**WHAT TO WORK ON:** The word "memory" may appear in some of the lines below. State how many lines contain it, and write only that number.

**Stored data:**
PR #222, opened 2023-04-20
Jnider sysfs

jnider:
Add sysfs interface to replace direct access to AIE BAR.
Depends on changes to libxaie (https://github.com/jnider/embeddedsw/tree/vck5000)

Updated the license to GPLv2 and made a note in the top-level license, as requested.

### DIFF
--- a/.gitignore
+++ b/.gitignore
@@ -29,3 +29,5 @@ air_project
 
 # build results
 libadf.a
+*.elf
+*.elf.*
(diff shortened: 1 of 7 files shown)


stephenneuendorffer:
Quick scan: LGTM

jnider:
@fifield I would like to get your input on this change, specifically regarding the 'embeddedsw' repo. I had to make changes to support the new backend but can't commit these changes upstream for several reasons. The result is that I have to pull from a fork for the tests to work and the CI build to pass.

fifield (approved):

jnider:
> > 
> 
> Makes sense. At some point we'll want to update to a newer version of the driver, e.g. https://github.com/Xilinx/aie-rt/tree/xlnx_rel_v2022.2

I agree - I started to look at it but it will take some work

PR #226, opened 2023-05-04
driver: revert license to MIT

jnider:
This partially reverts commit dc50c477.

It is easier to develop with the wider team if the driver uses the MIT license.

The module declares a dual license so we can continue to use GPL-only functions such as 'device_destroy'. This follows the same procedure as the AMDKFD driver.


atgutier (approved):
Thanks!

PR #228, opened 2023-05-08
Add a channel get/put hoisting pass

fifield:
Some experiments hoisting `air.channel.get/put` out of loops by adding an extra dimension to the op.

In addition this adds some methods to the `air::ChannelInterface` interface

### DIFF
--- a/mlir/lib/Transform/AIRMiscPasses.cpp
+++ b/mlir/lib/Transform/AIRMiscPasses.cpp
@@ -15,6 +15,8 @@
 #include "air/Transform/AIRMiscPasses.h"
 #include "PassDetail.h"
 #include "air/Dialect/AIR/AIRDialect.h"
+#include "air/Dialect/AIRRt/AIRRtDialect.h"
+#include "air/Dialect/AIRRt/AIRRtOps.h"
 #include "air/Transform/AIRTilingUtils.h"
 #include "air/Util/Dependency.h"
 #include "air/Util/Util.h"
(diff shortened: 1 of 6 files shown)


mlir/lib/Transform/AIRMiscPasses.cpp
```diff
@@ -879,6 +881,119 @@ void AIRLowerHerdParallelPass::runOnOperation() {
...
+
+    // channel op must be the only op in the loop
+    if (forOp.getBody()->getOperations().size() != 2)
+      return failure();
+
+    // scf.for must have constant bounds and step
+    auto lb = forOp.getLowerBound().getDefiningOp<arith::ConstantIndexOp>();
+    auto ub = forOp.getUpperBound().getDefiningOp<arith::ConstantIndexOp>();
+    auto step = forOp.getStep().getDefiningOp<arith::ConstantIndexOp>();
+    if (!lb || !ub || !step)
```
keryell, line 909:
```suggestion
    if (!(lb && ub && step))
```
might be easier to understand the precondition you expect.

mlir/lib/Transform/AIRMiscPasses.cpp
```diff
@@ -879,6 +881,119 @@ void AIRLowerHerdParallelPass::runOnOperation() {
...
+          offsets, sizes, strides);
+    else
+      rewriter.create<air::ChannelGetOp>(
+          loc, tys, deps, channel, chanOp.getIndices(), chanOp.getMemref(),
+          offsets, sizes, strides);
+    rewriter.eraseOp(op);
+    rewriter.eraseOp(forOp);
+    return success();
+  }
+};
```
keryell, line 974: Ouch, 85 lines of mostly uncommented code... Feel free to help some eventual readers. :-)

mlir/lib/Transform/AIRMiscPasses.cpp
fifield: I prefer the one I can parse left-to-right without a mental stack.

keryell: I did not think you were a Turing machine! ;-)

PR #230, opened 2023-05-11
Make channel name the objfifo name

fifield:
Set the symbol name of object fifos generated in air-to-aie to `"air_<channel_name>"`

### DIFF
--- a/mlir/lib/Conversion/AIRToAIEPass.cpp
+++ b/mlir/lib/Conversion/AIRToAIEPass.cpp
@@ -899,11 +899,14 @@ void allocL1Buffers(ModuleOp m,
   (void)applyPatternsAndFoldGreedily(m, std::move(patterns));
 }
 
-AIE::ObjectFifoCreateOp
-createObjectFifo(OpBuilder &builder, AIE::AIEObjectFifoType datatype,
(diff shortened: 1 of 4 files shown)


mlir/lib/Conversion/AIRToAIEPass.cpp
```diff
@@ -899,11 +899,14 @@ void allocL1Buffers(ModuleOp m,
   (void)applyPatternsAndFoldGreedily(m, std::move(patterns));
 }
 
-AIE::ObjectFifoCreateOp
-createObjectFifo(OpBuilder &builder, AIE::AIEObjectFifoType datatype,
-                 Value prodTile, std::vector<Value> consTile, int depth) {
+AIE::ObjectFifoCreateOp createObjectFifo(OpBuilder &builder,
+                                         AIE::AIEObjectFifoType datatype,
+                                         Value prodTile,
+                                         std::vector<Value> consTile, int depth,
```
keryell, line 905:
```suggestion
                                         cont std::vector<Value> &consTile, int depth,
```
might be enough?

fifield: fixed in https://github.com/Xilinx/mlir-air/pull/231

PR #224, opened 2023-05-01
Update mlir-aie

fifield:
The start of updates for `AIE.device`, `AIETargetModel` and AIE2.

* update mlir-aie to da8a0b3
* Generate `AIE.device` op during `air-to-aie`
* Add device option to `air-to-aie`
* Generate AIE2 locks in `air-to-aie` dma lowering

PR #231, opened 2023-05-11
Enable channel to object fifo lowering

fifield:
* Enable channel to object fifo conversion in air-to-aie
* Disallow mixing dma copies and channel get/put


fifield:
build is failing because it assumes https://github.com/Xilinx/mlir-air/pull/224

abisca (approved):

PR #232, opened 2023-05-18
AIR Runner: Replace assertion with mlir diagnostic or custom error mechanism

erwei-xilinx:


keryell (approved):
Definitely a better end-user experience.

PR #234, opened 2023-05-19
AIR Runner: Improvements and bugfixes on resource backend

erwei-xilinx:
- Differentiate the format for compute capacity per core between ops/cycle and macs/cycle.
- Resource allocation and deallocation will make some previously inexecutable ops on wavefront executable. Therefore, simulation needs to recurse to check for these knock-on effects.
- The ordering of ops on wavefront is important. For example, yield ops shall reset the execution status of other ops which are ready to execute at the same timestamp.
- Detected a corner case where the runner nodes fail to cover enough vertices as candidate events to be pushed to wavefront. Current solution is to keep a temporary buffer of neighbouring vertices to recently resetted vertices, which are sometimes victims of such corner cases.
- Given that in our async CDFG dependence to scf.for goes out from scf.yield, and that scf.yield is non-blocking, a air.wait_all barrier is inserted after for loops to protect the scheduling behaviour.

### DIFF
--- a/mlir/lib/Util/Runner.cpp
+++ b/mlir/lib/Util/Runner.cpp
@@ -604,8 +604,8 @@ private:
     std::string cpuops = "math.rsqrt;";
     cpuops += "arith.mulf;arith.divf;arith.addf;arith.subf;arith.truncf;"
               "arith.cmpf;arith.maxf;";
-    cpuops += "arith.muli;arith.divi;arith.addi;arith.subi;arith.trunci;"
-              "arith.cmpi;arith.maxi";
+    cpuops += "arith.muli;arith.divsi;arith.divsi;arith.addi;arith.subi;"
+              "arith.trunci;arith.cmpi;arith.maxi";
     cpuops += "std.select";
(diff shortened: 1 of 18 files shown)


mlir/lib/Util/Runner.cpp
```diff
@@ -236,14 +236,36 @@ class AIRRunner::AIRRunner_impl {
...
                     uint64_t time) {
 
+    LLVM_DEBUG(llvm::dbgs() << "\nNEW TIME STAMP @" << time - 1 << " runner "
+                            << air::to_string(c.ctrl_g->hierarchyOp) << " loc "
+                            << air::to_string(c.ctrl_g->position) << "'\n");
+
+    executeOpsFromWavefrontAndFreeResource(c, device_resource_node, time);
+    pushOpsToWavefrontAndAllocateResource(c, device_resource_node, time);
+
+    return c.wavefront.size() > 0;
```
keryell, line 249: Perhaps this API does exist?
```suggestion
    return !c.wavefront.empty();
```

==

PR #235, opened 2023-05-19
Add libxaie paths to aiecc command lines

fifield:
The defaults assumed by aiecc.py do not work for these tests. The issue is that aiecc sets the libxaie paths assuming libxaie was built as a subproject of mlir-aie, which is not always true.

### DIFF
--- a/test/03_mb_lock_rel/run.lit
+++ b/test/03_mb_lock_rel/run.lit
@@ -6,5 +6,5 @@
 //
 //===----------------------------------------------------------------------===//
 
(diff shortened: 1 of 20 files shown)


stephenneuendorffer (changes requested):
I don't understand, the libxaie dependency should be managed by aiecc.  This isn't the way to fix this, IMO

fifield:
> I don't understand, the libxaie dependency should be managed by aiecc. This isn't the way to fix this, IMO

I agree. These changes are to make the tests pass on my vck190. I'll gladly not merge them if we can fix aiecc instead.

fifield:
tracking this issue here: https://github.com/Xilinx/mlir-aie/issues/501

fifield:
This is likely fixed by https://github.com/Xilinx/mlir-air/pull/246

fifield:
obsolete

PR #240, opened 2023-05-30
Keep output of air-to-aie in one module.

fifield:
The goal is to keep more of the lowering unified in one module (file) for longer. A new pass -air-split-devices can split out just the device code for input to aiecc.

--

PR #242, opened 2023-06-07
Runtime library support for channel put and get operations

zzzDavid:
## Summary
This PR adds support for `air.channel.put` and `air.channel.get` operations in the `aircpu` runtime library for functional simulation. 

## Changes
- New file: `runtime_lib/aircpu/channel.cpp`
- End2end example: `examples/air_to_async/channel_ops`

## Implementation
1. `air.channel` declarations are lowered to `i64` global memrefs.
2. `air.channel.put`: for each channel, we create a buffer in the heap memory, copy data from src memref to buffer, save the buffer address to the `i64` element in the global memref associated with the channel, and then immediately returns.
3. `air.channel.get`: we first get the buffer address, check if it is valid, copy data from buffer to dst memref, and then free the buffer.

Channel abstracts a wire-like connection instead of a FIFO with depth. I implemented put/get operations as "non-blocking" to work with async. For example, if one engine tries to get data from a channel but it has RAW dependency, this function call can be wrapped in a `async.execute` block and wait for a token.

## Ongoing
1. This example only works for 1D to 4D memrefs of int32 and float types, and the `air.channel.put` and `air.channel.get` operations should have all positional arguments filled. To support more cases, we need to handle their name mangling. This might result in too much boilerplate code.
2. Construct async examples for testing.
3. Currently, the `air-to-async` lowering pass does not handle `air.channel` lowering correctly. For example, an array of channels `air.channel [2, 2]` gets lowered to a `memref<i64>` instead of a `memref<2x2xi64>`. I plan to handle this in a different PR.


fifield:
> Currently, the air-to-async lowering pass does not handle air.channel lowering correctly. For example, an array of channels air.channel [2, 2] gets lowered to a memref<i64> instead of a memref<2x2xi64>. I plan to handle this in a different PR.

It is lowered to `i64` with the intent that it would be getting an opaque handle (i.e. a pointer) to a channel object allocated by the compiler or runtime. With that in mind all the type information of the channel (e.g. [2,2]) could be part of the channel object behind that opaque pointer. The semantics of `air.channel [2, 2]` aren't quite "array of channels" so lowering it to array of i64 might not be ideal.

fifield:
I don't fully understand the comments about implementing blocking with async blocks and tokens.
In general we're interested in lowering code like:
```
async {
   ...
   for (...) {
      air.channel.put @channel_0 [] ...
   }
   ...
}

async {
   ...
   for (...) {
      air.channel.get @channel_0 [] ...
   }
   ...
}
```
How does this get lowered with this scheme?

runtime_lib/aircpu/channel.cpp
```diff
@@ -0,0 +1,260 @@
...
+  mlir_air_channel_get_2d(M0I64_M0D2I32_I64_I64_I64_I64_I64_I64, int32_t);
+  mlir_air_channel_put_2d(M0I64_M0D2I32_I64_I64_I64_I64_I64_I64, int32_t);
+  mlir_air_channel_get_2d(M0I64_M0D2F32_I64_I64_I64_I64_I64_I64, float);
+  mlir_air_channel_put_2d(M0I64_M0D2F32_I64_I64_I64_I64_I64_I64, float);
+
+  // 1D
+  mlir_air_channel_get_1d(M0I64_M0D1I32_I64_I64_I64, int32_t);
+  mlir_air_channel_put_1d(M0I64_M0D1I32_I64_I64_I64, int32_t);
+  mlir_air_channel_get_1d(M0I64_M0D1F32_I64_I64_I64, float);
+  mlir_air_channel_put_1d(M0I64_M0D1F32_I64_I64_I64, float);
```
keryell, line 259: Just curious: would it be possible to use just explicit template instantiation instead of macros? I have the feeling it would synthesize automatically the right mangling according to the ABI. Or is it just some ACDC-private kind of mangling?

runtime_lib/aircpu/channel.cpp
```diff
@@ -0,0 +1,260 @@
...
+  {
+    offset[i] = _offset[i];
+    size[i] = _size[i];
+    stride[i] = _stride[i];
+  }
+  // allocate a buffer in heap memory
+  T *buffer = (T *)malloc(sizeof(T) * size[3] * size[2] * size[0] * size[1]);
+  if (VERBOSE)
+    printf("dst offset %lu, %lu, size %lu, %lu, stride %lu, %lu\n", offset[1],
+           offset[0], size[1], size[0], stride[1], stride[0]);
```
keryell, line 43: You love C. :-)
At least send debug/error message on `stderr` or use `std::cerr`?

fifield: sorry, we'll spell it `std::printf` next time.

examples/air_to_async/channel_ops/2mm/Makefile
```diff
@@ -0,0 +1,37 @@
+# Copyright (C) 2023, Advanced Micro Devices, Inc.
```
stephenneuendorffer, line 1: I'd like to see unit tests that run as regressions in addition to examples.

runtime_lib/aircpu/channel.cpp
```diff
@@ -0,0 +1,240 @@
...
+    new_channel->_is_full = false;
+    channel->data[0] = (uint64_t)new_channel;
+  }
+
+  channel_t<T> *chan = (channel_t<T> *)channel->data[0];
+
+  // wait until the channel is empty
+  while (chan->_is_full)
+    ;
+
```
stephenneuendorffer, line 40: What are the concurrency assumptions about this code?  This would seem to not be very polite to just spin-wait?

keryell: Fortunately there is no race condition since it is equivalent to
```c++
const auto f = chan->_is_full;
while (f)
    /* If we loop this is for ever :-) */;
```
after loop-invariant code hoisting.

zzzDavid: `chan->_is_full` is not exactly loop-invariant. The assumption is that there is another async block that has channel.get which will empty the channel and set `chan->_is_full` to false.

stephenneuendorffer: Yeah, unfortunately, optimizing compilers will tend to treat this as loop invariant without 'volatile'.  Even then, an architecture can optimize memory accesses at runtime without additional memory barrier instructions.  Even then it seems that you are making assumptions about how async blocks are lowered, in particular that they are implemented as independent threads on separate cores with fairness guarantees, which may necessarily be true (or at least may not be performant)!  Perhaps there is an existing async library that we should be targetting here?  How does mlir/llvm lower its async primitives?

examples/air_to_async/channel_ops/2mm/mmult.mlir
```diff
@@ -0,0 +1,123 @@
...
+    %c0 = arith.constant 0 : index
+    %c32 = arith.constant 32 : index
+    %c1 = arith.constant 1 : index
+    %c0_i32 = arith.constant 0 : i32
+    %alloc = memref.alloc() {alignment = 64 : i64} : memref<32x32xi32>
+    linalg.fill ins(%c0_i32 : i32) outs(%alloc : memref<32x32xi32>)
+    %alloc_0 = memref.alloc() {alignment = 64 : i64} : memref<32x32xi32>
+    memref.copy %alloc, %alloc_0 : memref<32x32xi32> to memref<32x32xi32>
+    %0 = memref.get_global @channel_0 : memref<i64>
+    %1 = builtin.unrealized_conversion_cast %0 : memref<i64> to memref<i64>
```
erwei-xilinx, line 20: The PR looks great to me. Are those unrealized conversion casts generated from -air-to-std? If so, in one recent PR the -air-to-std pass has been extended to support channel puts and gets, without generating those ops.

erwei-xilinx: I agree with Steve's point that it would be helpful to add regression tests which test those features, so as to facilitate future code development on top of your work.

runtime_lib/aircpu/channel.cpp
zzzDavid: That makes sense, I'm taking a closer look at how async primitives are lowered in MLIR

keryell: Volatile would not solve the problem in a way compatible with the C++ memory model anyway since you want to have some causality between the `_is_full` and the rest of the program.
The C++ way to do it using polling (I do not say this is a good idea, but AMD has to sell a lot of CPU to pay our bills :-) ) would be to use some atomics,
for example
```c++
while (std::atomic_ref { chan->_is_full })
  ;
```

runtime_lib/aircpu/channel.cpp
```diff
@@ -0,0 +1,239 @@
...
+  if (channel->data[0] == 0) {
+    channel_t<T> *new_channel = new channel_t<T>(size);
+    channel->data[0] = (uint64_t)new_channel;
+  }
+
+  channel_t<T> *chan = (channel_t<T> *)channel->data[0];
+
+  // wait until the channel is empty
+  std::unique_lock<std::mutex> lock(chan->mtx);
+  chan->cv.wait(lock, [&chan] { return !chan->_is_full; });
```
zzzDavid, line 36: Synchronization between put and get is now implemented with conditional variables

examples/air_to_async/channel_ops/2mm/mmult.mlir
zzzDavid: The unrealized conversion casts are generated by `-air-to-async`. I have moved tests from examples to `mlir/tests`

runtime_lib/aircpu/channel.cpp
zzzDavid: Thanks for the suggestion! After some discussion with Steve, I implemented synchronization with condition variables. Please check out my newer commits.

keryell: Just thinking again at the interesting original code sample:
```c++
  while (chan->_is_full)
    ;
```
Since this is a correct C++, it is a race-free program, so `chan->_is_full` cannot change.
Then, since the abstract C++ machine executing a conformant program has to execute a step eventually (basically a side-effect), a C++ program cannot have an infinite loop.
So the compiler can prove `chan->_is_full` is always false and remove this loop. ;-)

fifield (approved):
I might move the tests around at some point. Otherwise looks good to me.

**ANSWER TO THIS PROBLEM:** 4